-- To do --
Beginning with the line that holds "Fixed capabilities for", write out the remaining lines of the material exactly, the last line included.

--- Data section ---

PR #873, opened 2015-10-07
Fixed capabilities for tvOS (missing semicolon)

tanis2000:
This also fixes a problem with fonts on iOS 8.2+.
And it also fixes the problem of scaling on Retina displays.


ibilon:
The semicolon is already fixed,
if there's still a font issue with iOS please reopen a new pull request against the develop branch.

---

-- Result --
Fixed capabilities for tvOS (missing semicolon)

tanis2000:
This also fixes a problem with fonts on iOS 8.2+.
And it also fixes the problem of scaling on Retina displays.


ibilon:
The semicolon is already fixed,
if there's still a font issue with iOS please reopen a new pull request against the develop branch.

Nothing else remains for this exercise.